Using gateway.recover_after_data_nodes to minimize recovery time in an Azure IAAS environment


The question is: if the number of data nodes in the cluster is < than gateway.recover_after_data_nodes, will the cluster go red and/or stop accepting writes? (I can test this, I know, but it requires a full cluster restart, which takes a loooong time.)

Context/reason for asking:

We run a cluster in Azure (IAAS). We have configured update domains in Azure and theoretically should not be impacted by their updates. However, we're finding that if the amount of time between updating VMs or VM hosts is not sufficient for reallocating/rebalancing, our cluster can go red and the recovery process can take a long time because nodes are being restarted while we're accepting writes.

We're thinking of ways to mitigate this.

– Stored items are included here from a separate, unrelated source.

PR #136, opened 2026-09-17
Mikeo/lowmem improvements

ounsworth:
In short, I had Claude do a review for silent copies in the mlkem and mldsa lowmemory crates and it found a couple of instance of:

* moves that were being compiled as a pass-by-value copy
* .try_into() that created a copy as a result of needing an intermediate owned copy.
And similar patterns.
* Adjusted the size of the SHAKE pre-buffer in SampleNTT() / RejNTTPoly() to match exactly a SHAKE block size boundary.

The net result is about a 2 - 4 kb reduction across the whole lowmemory suite, and also some tightening up in the non-optimized implementation.


ounsworth:
Thanks @dghgit for the review. I've updated to address. Ready for re-review.

npajkovsky (approved):

PR #137, opened 2026-09-18
Security issue in ML-DSA: missing reduce32 leads to i32 overflows 

ounsworth:
https://eprint.iacr.org/2026/1032, Wycheproof mldsa_87_verify tcId 240/241

Performance impact of this fix is not measurable by our unit tests: two bitshifts and a couple additions is negligible compared to the InvNTT that's about to follow.

Assisted by: Claude Fable 5.1


dghgit (approved):
Sorry, I thought I did this one a couple of days ago.

The code's fine but it looks like the project guidelines and the house style have drifted, and CLAUDE.md needs some work to deal with it, since you're running house style, I leave it with you, it understandable this would be changing, but we need to keep the supporting docs in sync otherwise both people and tools will get confused - once the "paperwork issues" are fixed in the PR, this should be fine to merge. The report pr137_review_3123379.md details what's getting the tools into trouble. There is no need to request a further review once the report is dealt with.

After that, given what it fixes it should go straight onto 0.1.3alpha, I can run a job to then merge it upstream.

PR #144, opened 2026-09-20
doc: clarify how to build bc-rust code

mcr:
-b cli is needed to build bc-rust executable.


ounsworth:
Right!

That's because the top-level [cargo.toml](https://github.com/bcgit/bc-rust/blob/main/Cargo.toml) includes `cli/` in the workspace, but it's not listed as a dependency of the library (because in fact the dependency is the other way around: cli depends on the library).

Yup, change == good.

ounsworth (approved):
Marked Approved, but we'll wait to merge until we've de-log-jammed the cluster of PRs.

npajkovsky (approved):

PR #143, opened 2026-09-19
ec, ecdsa, sm2: custom-curve arithmetic, ECDSA and SM2 signatures

dghgit:
## Summary
Adds `bouncycastle-ec` (constant-time custom-curve field/point/scalar arithmetic for P-256/384/521, secp256k1, Brainpool 256/384/512, and SM2), `bouncycastle-ecdsa` (ECDSA over all of those curves, RFC 6979 deterministic nonces), and `bouncycastle-sm2` (the SM2 signature scheme). This is a port of Bouncy Castle Java's custom-curve (`org.bouncycastle.math.ec.custom`), Brainpool, and SM2 implementations.

## Description
- Each curve has its own fixed-width field/scalar types (no `BigInteger`-style variable-width arithmetic on secret data), Jacobian point arithmetic, and a fixed-base comb for `[k]G` plus wNAF for variable-base multiplication.
- ECDSA: RFC 6979 deterministic `k`, DER and raw `r || s` encodings, CAVP + Wycheproof vectors per curve.
- SM2: GB/T 32918.2-2016 signing/verification with the standard's `ZA` user-identity hash.

## Scope and Risk
New crates only, layered on top of `feature/xof-cshake`.

## Validation
- `cargo test --workspace`: all passing (CAVP P-256/384/521, Wycheproof per curve, RFC 6979 vectors, SM2 KAT vectors).
- Mutation testing was already run per curve/file during development (e.g. P-521 field/point/scalar: 336 mutants, 250 caught, 55 unviable, 21 missed; secp256k1: 270 mutants, 195 caught, 56 unviable, 14 missed; each brainpool curve and its ECDSA wiring similarly), with findings fixed along the way -- remaining misses are the XOR/OR-equivalence class this repo accepts. `cargo mutants -p bouncycastle-sm2` (the whole crate): 98 mutants, 52 caught, 46 unviable, 0 missed.
- `cargo mutants -p bouncycastle-ecdsa` (full crate, completed): 921 mutants, 538 caught, 371 unviable, 3 missed, 9 timeouts, 0 failures. The 3 missed are XOR/OR equivalences; the 9 timeouts are all `hmac_k -> Secret::new()` stub mutations across the seven curves' RFC 6979 files, which create a genuine non-terminating reseed loop rather than a fast failure -- effectively kills. See the PR comment for the breakdown.
[...]

PR #146, opened 2026-09-20
rsa: RSASSA-PKCS1-v1_5, RSASSA-PSS and PSS-SHAKE across RSA-1024 through 8192

dghgit:
## Summary
RSA digital signatures only -- no encryption or KEM yet -- across a limited range of modulus sizes up to the maximum originally requested, 8192 bits: RSASSA-PKCS1-v1_5, RSASSA-PSS (RFC 8017 §8), and PSS-SHAKE128/256 (RFC 8702 §3.2.1) over RSA-1024/1536 (verify-only) through RSA-2048/3072/4096/8192 (sign+verify), exposed through `bouncycastle_core`'s `Signer`/`SignatureVerifier`/`SignaturePrivateKey`/`SignaturePublicKey` traits in the same shape as the ECDSA, SM2 and ML-DSA crates. Key pair generation (FIPS 186-5 Appendix A.1.3) is included for the signing sizes. Hopefully a starting point a later PR can extend to RSAES-OAEP/PKCS1-v1_5 encryption and an RSA-KEM.

## Description
- Reuses `bouncycastle_ec`'s constant-time fixed-width limb arithmetic (`bouncycastle_ec::nat`, `bouncycastle_ec::montgomery`) rather than a dedicated BigInteger type, for the same constant-time-on-secret-exponent reasoning that motivates that crate's own custom-curve arithmetic: a modular exponentiation over a secret exponent has to run in the same time regardless of the exponent's value, which needs limbs of a fixed width known at compile time.
- 2048-8192 bit moduli support both signing and verification; 1024- and 1536-bit moduli are verification-only, enforced by the absence of a private-key type for those sizes rather than a runtime check -- and, for the traits, by `Signer` only being implemented where the private key type implements `SignaturePrivateKey` (a `compile_fail` doctest in `rsa_1024.rs` pins it).
- API shape (commits `f1a87e2` .. `02f0060`, in review order): the EMSA/RSASSA layers take the message hash rather than the message (own refactor commit), so the streaming trait impls share one encoding path; one generic streaming type per scheme (`RSASSA_PKCS1_v1_5`, `RSASSA_PSS`, `RSASSA_PSS_SHAKE`, spec spelling per QUALITY_AND_STYLE) with per-size aliases (`rsa_2048::RSASSA_PKCS1_v1_5_SHA256`, ...); key traits implemented per size at that size's `SK_LEN`/`PK_LEN`; `ctx` accepted-but-ignored as ECDSA does. PSS randomness follows the other crates: `Signer::sign` draws the salt from the default RNG (the trait's own contract), `sign_randomized(sk, msg, rng)` takes a caller RNG (ECDSA/SM2's shape), and `set_signer_salt` on a streaming state fixes it (ML-DSA's `set_signer_rnd` shape). `SignatureVerifier::verify`'s `&[u8]` signature makes RFC 8017 §8.1.2/§8.2.2 step 1's length check a runtime check, and step 2.b's RSAVP1 range failure is folded into "invalid signature" on the trait path (the generic `*_from_hash` functions keep RSAVP1's own error for vector-driven callers).
- The per-size free functions (`pkcs1_v1_5_sign_sha256` and ~70 siblings) were removed once the traits covered them (commit `05988a2`), and the key type aliases renamed to `RSA2048PrivateKey`/`RSA2048PublicKey` (etc.) to match `ECDSAP256PrivateKey`/`MLDSAPublicKey`/`SM2PrivateKey` (commit `02f0060`).
- Key pair generation (commit `1efdd64`): FIPS 186-5 Appendix A.1.3 (probable primes: trial division against the primes below 2^10, then Appendix B.3.1 Miller-Rabin with Table B.1's round counts; `e = 65537`; `|p - q|` and `d > 2^(nlen/2)` criteria from A.1.1), structured after BC Java's `RSAKeyPairGenerator`, on the crate's own limb arithmetic -- no bignum dependency. Exposed as `rsa_<size>::keygen()`/`keygen_from_rng()` (the ECDSA shape, and what `core-test-framework` takes) plus a public `keygen::is_probable_prime`, and as `rsa-<size> keygen --pkfile` in the CLI. Generation is documented as not constant-time (rejection sampling); signing is unaffected.
- CRT key types and RSASP1/RSAVP1 (RFC 8017 §5.2), criterion benches (including keygen at 2048/3072), a stack-usage harness, and CLI subcommands, which stream stdin through the traits in this CLI's usual 1 KB chunks.

## Scope and Risk
New crate only (`bouncycastle-rsa`) plus its CLI wiring, layered on top of `feature/ecdsa` (uses `bouncycastle_ec::nat`/`montgomery`, and carries `feature/simple-ciphers`'s cipher-return-type/`BlockCipherPadding` rename transitively via that merge). Nothing outside the new crate and its CLI files changes.

## Validation
- `cargo test --workspace`: all passing. For the crate: Wycheproof PKCS1-v1.5/PSS vectors per size/hash (the RSA-2048/SHA-256 verify file re-run through `SignatureVerifier::verify` so its wrong-length vectors reach step 1's check), BC Java cross-check vectors at 8192 (also through the trait path), `core-test-framework`'s `Signer`/`SignatureVerifier` conformance suite for every pairing at 2048/3072 (with the exhaustive bit-flip pass once per generic type) and for the SHA-256 pairings at 4096/8192 with round trips for the rest, `test_keys` at every signing size, `set_signer_salt`/`sign_randomized` against the generic `sign_from_hash_with_salt` and a fixed-output RNG; for key generation, Miller-Rabin known answers (Wycheproof's `p`/`q`, M521, M607 accepted; `p+2`, `p+4`, `p+6`, `2^521+1` rejected), FIPS 186-5 A.1.1's criteria checked on generated RSA-2048/3072 pairs (and RSA-4096/8192 under `--ignored --release`, about 30 s together) plus sign/verify round trips, the conformance suite with the real generator, and the weak-RNG and stuck-RNG failure modes; `cli/tests/rsa_cli_tests.rs` drives the binary (RSA-1024 Wycheproof verification, RSA-2048 PKCS#1 v1.5 byte-for-byte against the library over a multi-buffer payload, fresh PSS/PSS-SHAKE signatures verified both ways, tampered/truncated signatures and wrong-length key files rejected).
- `./dev_scripts/quality_stats.sh ./crypto/rsa`, before/after the trait work: core code 2270 -> 2393 lines, docstring lines 766 -> 858, runtime fallibility unchanged (1 unwrap, 20 `Err()`; the removed doc example accounts for the other unwrap). Key generation adds 435 core lines and 4 `Err()` sites (RNG strength, RNG failure, the two candidate limits); its Miller-Rabin round count is a `NonZeroUsize` rather than a runtime check.
- `cargo mutants -p bouncycastle-rsa` on the pre-trait crate (through `61aa840`), done in two passes so the numbers here are an honest account rather than a single clean run:
  - An initial full-crate run (648 mutants) was intentionally stopped at 499/648 (363 caught, 20 missed, 3 timeout, 113 unviable) once every finding it had reached was investigated and either fixed (new tests, commit e30536d) or documented as an equivalent mutation.
  - A scoped follow-up re-tested exactly the 7 files touched by those fixes, to completion: 353 mutants, 229 caught, 6 missed, 4 timeout, 114 unviable. The 6 missed are documented OR/XOR and boundary-case equivalences; the 4 timeouts are one genuine infinite loop plus 3 confirmed (empirically, in an isolated worktree) to be harness artifacts -- `cargo test` doesn't stop at the first failure, so a fast-failing mutant still waits on the rest of a heavy, forced-single-threaded suite before `cargo test` returns nonzero.
  - A full-crate confirmation run of that pre-trait state is in progress on separate hardware, mirroring PR #143 (`bouncycastle-ec`); its result will follow as a PR comment.
- The trait-wiring and key-generation commits (`f1a87e2`..`1efdd64`) have **not** been mutation-tested yet; a scoped `cargo mutants` run over the 14 files they touch is in progress and will be reported as a PR comment.

## AI Usage Statement

Assisted-by: Claude:claude-sonnet-5
Assisted-by: Claude:claude-fable-5-1

🤖 Generated with [Claude Code](https://claude.com/claude-code)


dghgit:
## cargo mutants -- full-crate confirmation run, pre-trait-wiring state (`61aa840`)

Completed on separate hardware (mirroring PR #143's approach): **646/646 mutants**, 446 caught, 6 missed, 3 timeout, 191 unviable.

All 9 non-caught findings are already-documented equivalents/artifacts, consistent with the two-pass investigation described in the PR body:

**Missed (6), all documented OR/XOR or boundary equivalents:**
- `emsa_pkcs1_v1_5.rs:124:18`, `:151:28`, `:192:20` (`decode_digest_info`/`emsa_pkcs1_v1_5_verify`) -- boundary-condition and short-circuit equivalents already covered by the crate's own vector-driven tests.
- `modexp.rs:109:54`, `:185:36`, `:193:54` (`redc_normalize`/`ct_shift_in_bit_mod`) -- disjoint-bit-range OR/XOR equivalences (the two operands never overlap by construction, so `|` and `^` agree).

**Timeout (3), genuine infinite loops, not coverage gaps:**
- `emsa_pkcs1_v1_5.rs:182:11` (`emsa_pkcs1_v1_5_verify`) -- a `+=`→`*=` mutation stalls a length-tracking loop forever.
- `mgf1.rs:24:18`, `:34:16` -- similarly stall MGF1's output-generation loop.

This confirms the pre-trait-wiring baseline (everything through commit `61aa840`) is clean: no silent gaps, every non-caught mutant independently verified via code reasoning to be either a strict semantic equivalent or a loud (non-hanging-forever-undetected) infinite loop.

The later trait-wiring and key-generation commits (`f1a87e2`..`1efdd64`) have their own scoped mutants run in progress, covering the 14 files those commits touch; that result will follow as a separate comment once complete.

dghgit:
## cargo mutants -- scoped run over the trait-wiring + keygen commits (`f1a87e2`..`1efdd64`)

Scoped to the 14 files those commits touch (`emsa_pkcs1_v1_5.rs`, `emsa_pss.rs`, `emsa_pss_shake.rs`, `keygen.rs`, `keys.rs`, `rsa_1024/1536/2048/3072/4096/8192.rs`, `rsassa_pkcs1_v1_5.rs`, `rsassa_pss.rs`, `rsassa_pss_shake.rs`), `--jobs 3 --timeout 3000`, single-threaded tests.

**Result: 751/751 mutants -- 476 caught, 0 missed, 180 unviable, 95 timeout.** Every timeout was individually investigated (not just left as "presumably fine"); none is a silent gap. They break down as:
- **2 build timeouts** -- cold scratch-copy compile time exceeding the auto-set cap, unrelated to the mutation.
- **~14 genuine infinite loops** -- real hangs, i.e. legitimate kills, just slow ones. All in `keygen.rs`'s retry/gate logic (see below) or `has_small_factor`'s prime-sieve loop.
- **~79 equivalent-at-cap** -- the mutated code runs to completion correctly (confirmed by watching many full test binaries pass in the log) but the single-threaded suite's wall-clock is close enough to the 3000s cap that the run gets cut off deep in the 8192-bit tests before finishing everything. Not equivalents in the strict sense for all of these -- see the structural notes below -- but none change the outcome the tests check.

### Why so many timeouts turn out harmless
- **`gcd`/`div`/`shl`/`shr`/`trailing_zeros`/`mask_to_bits`/`inverse_of_e_mod` in `keygen.rs` feed *only* the FIPS 186-5 criterion-3 "`d > 2^(nlen/2)`" gate check**, never the actual signing exponents (`dP`/`dQ`/`qInv`, computed independently via Fermat's theorem). Breaking these helpers can make the gate wrongly retry (a real infinite loop, ~14 of the above) or wrongly skip a redundant margin check (harmless, since the key is still correct) -- but it can never produce a broken key.
- **`has_small_factor`'s prime-batching loop** has three distinct ways its index bookkeeping can be broken into a genuine, deterministic infinite loop (confirmed by tracing the fixed batching structure by hand, not just observing the hang).
- **`is_probable_prime`'s parity and small-value fast paths** are redundant shortcuts whose fallback (full trial division / Miller-Rabin) independently reaches the same correct answer, so breaking the shortcut is invisible.
- **`candidate()`'s odd-forcing bit** (`out[0] |= 1` mutated to `&=`) degrades the low-order entropy of generated primes without ever producing an invalid one -- rejected-if-even candidates are simply retried. Functionally harmless, but a real (if narrow) reduction in randomness quality that no functional test could ever catch.

### Four things worth your attention (none are silent mutants -- all found by manually reasoning through the timeout set, not something cargo-mutants itself flagged as missed)

1. **`primes_too_close`'s rejection mechanism is never tested against a deliberately close `p`/`q` pair.** `keygen_tests.rs` independently re-derives `|p-q| > 2^(nlen/2-100)` on whatever real key came out, rather than checking the rejection fired -- and two random ~1024-bit primes landing within that (astronomically small) distance essentially never happens by chance, so the check's disablement is invisible either way.
2. **`keygen_from_rng`'s RNG-security-strength gate is only ever tested strictly above the required strength, never exactly at it.** The suite's two RNG scenarios are `None` (must fail) and `_256bit` (must succeed) -- nothing tests an RNG at exactly the strength a given modulus size requires, which is the *ordinary* real-world case, not an edge case.
3. **Highest-leverage one: `core-test-framework`'s `test_boundary_conditions` (used by every RSA size's `test_keys` call) never asserts a real `PK::from_bytes(&pk.encode()) == pk` round trip** -- only that the encoded array has the declared (compile-time-fixed) length and that malformed-length buffers get rejected. Confirmed exhaustively: `encode`/`encode_out` are untested for every RSA size and both key-type flavors except RSA-2048 (which alone has an extra, independent round-trip test in `keys_tests.rs`). A single added assertion in the shared helper would close this for every algorithm using it, not just RSA.
4. **`rsassa_pss`'s and `rsassa_pss_shake`'s public `sign_from_hash` functions appear to be dead code.** The actual `Signer::sign_final` path calls `sign_from_hash_with_salt` directly; a crate-wide grep turns up no call site for the plain `sign_from_hash` anywhere but its own definition and doc comments. (PKCS#1-v1.5's equivalent `sign_from_hash` *is* called from its own `sign_final` -- this is PSS/PSS-SHAKE specific.) Flagging as an open question rather than a bug: could be intentional public API for one-shot, non-streaming callers, or a refactor leftover that should be wired in or removed.

A `--iterate --timeout 7200 --build-timeout 900` re-run over just the 95 timeout mutants is in progress to positively confirm the genuine-infinite-loop ones don't terminate even given much more time; a follow-up comment will report that once it completes.

## AI Usage Statement
- [x] Yes, this analysis was performed by AI

Assisted-by: Claude:claude-sonnet-5

🤖 Generated with [Claude Code](https://claude.com/claude-code)

dghgit:
## Follow-up: `--iterate --timeout 7200` re-confirmation of the 95 timeout mutants

Re-ran just the 95 timeout mutants from the scoped trait-wiring/keygen run above with a much longer cap (7200s test / 900s build) to positively confirm the genuine-infinite-loop classifications rather than relying on "didn't finish in 3000s."

**Final result: 95/95 -- 76 missed, 5 caught, 14 timeout.** All 14 remaining timeouts are the genuine infinite loops already itemized above, and every one of them ran the full 7200s (or hit the 900s build-timeout, for the one const-eval compile-time hang) without resolving -- confirming non-termination rather than a slow pass.

One worth flagging precisely because it's the interesting case: `keygen.rs:162:5` (`lt` stubbed to always return `true`) was originally observed hanging under the 3000s cap and was provisionally grouped with the other infinite loops, but flagged at the time as behaving differently from truly *deterministic* hangs like `is_zero`'s -- its corruption causes a wrapping-underflow subtraction that's genuinely input-dependent, since `gcd()` is fed a fresh random `p`/`q` on every run. This time it resolved to **caught** instead: a fast, clean panic (`mod_pow needs base < modulus`) within a second, on different random primes than the earlier run drew. That's not a contradiction -- it's the input-dependent behavior playing out the other way this time, and either outcome (hang or fast panic) is a legitimate kill, never a silent pass. So the final count is 14 confirmed genuine infinite loops rather than 15, with `162:5` moving to the caught column.

This closes out the mutation-testing investigation for `f1a87e2..1efdd64`.

PR #575, opened 2025-05-14
[otel-eks-fargate] Fix incorrect overwrite of k8s.node.name

wnjuguna:
# Description

The value of `k8s_node_name` label set in telemetry from this integration is incorrect. It is incorrectly set to the **node** where the `fargate-otel-collector pod` is running

Fixes # CDS-2130

# How Has This Been Tested?
Verified in lab and with customer that the correct value is set after removing the k8s.node.name upsert in the resource/metadata processor.  

# Checklist:


daidokoro (approved):
LGTM

PR #631, opened 2025-07-28
[otel-integration] Fix missing version bump

douglascamata:
# Description

Fixes missing version bump after #630

### DIFF
--- a/otel-integration/k8s-helm/Chart.yaml
+++ b/otel-integration/k8s-helm/Chart.yaml
@@ -1,7 +1,7 @@
 apiVersion: v2
 name: otel-integration
 description: OpenTelemetry Integration
-version: 0.0.203
+version: 0.0.204
 keywords:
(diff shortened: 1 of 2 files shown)


otel-integration/k8s-helm/Chart.yaml
```diff
@@ -1,7 +1,7 @@
 apiVersion: v2
 name: otel-integration
 description: OpenTelemetry Integration
-version: 0.0.203
+version: 0.0.204
```
nicolastakashi, line 4: Should maybe add a lint to always expect a version bump unless you explicitly add a label to skip-version-bump

douglascamata: Good idea, @nicolastakashi. By chance, have you seen something like this in any other repository that we could use as a base for our own solution?

royfur (approved):

PR #657, opened 2025-09-01
ES-56: port support for EKS Fargate

iblancasa:
# Description

Fixes ES-56.

# How Has This Been Tested?

### DIFF
--- a/otel-integration/CHANGELOG.md
+++ b/otel-integration/CHANGELOG.md
@@ -2,6 +2,11 @@
 
 ## OpenTelemetry-Integration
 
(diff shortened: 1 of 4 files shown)


douglascamata (changes requested):
Approved by accident.

NimrodAvni78:
@douglascamata actually no since its not a change in the profiler agent, its just a change in the collector, but for the profiler signal
as for changelog you are right, we can add something like 
```
- [Feat] Profiling: improve service name detection by otel conventions.
```

douglascamata (approved):

PR #735, opened 2025-12-24
[CX-4142]: Added script for sync EC2 integration collector version

lzankivl:
https://coralogix.atlassian.net/browse/CX-25474


v-tec2706 (commented):
LGTM but please test it before merging

PR #737, opened 2025-12-24
Add E2E tests for span metrics presets to ensure we don't break backward compatibility

iblancasa:
# Description
CX-13396

### DIFF
--- a/otel-integration/k8s-helm/e2e-test/testdata/values-e2e-span-metrics.yaml
+++ b/otel-integration/k8s-helm/e2e-test/testdata/values-e2e-span-metrics.yaml
@@ -1,6 +1,10 @@
 # Values file for span metrics E2E tests
 # Uses default preset configuration to detect any breaking changes in the preset itself
 
+global:
+  logLevel: "info"
+  hostedEndpoint: "host.docker.internal"
+
 opentelemetry-agent:
   presets:
     spanMetrics:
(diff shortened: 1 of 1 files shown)


.github/workflows/otel-integration-e2e-test.yml
```diff
@@ -130,6 +130,66 @@ jobs:
...
 
+  otel-integration-span-metrics-test:
+    runs-on: ubuntu-latest
+    steps:
+      - name: Checkout
+        uses: actions/checkout@v3
+        with:
+          fetch-depth: 0
+      - name: Install Go
+        uses: actions/setup-go@v3
```
douglascamata: Latest version of this is v6, could we use it?

.github/workflows/otel-integration-e2e-test.yml
```diff
@@ -130,6 +130,66 @@ jobs:
...
+        with:
+          go-version: 1.21.x
```
douglascamata: Maybe we should upgrade this a little bit? 1.21 is quite old.

douglascamata (approved):
LGTM, just a small note regarding using some very old versions of certain things.

.github/workflows/otel-integration-e2e-test.yml
iblancasa: Yes, you are right.

PR #868, opened 2026-04-10
fix(CDS-2869): add IsMap(body) guard to transform/kube-events processor

natnayr:
## Problem

The `transform/kube-events` processor in the otel-infrastructure-collector Helm chart uses an OTTL `keep_keys` statement to filter Kubernetes event log fields:

```yaml
- keep_keys(body, ["type", "action", "eventTime", ...])
```

This fails with `INVALID_ARGUMENT` when a k8s event log body is a **plain string** rather than a JSON object. Kubernetes can emit string-body events (e.g., from certain controllers or when the event message itself is not structured), causing the entire batch to fail and drop.

## Fix

Add an inline `where IsMap(body)` guard so the transformation only runs when the body is actually a map:

```yaml
- keep_keys(body, ["type", "action", "eventTime", ...]) where IsMap(body)
```

String-bodied records pass through untouched. Map-bodied records are filtered as before.

**Why inline `where` and not the `conditions:` block?**  
The `conditions:` block syntax was introduced after OTel Collector v0.85.0. Using `where IsMap(body)` inline is compatible with v0.85.0 and all later versions.

## Testing

Locally reproduced with a 3-record OTLP test:
- Record 1: string body → previously caused INVALID_ARGUMENT, now passes through unchanged
- Record 2: map body with an extra field → extra field correctly removed by keep_keys
- Record 3: map body with valid keys only → all keys preserved

Both `values.yaml` and `ci/ci-values.yaml` updated.

Jira: [CDS-2869](https://coralogix.atlassian.net/browse/CDS-2869)

[CDS-2869]: https://coralogix.atlassian.net/browse/CDS-2869?atlOrigin=eyJpIjoiNWRkNTljNzYxNjVmNDY3MDlhMDU5Y2ZhYzA5YTRkZjUiLCJwIjoiZ2l0aHViLWNvbS1KU1cifQ

### DIFF
--- a/.github/workflows/fluentd-ecs-dockerhub-description.yml
+++ b/.github/workflows/fluentd-ecs-dockerhub-description.yml
@@ -10,6 +10,8 @@ on:
       - 'logs/fluentd/aws-ecs/readme.md'
   workflow_dispatch:
 
+    permissions:
+      contents: read
 jobs:
   update-description:
     runs-on: ubuntu-latest
--- a/.github/workflows/fluentd-ecs-dockerhub-description.yml
+++ b/.github/workflows/fluentd-ecs-dockerhub-description.yml
@@ -1,0 +1,23 @@
+name: Fluentd-ECS DockerHub Description
+
+on:
+  push:
+    branches: master
+    paths:
+      - 'logs/fluentd/aws-ecs/readme.md'
+  workflow_dispatch:
+
+jobs:
+  update-description:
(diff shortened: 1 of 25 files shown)


natnayr:
Wrong directory — fix should be in otel-integration/k8s-helm/, not otel-infrastructure-collector/k8s-helm/. Reopening with correct location.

Currently, we have gateway.recover_after_data_nodes set to n-1 (we have 11 data nodes, so it's set to 10). We're thinking that if the cluster goes red (and/or stops accepting writes) if the number of data nodes in the cluster is < than gateway.recover_after_data_nodes set in the yml, that may reduce the recovery time. Any thoughts / input on this is appreciated.

We're also working with the Azure folks focused on elasticsearch for notification of such updates, and additional options.


This topic was automatically closed 28 days after the last reply. New replies are no longer allowed.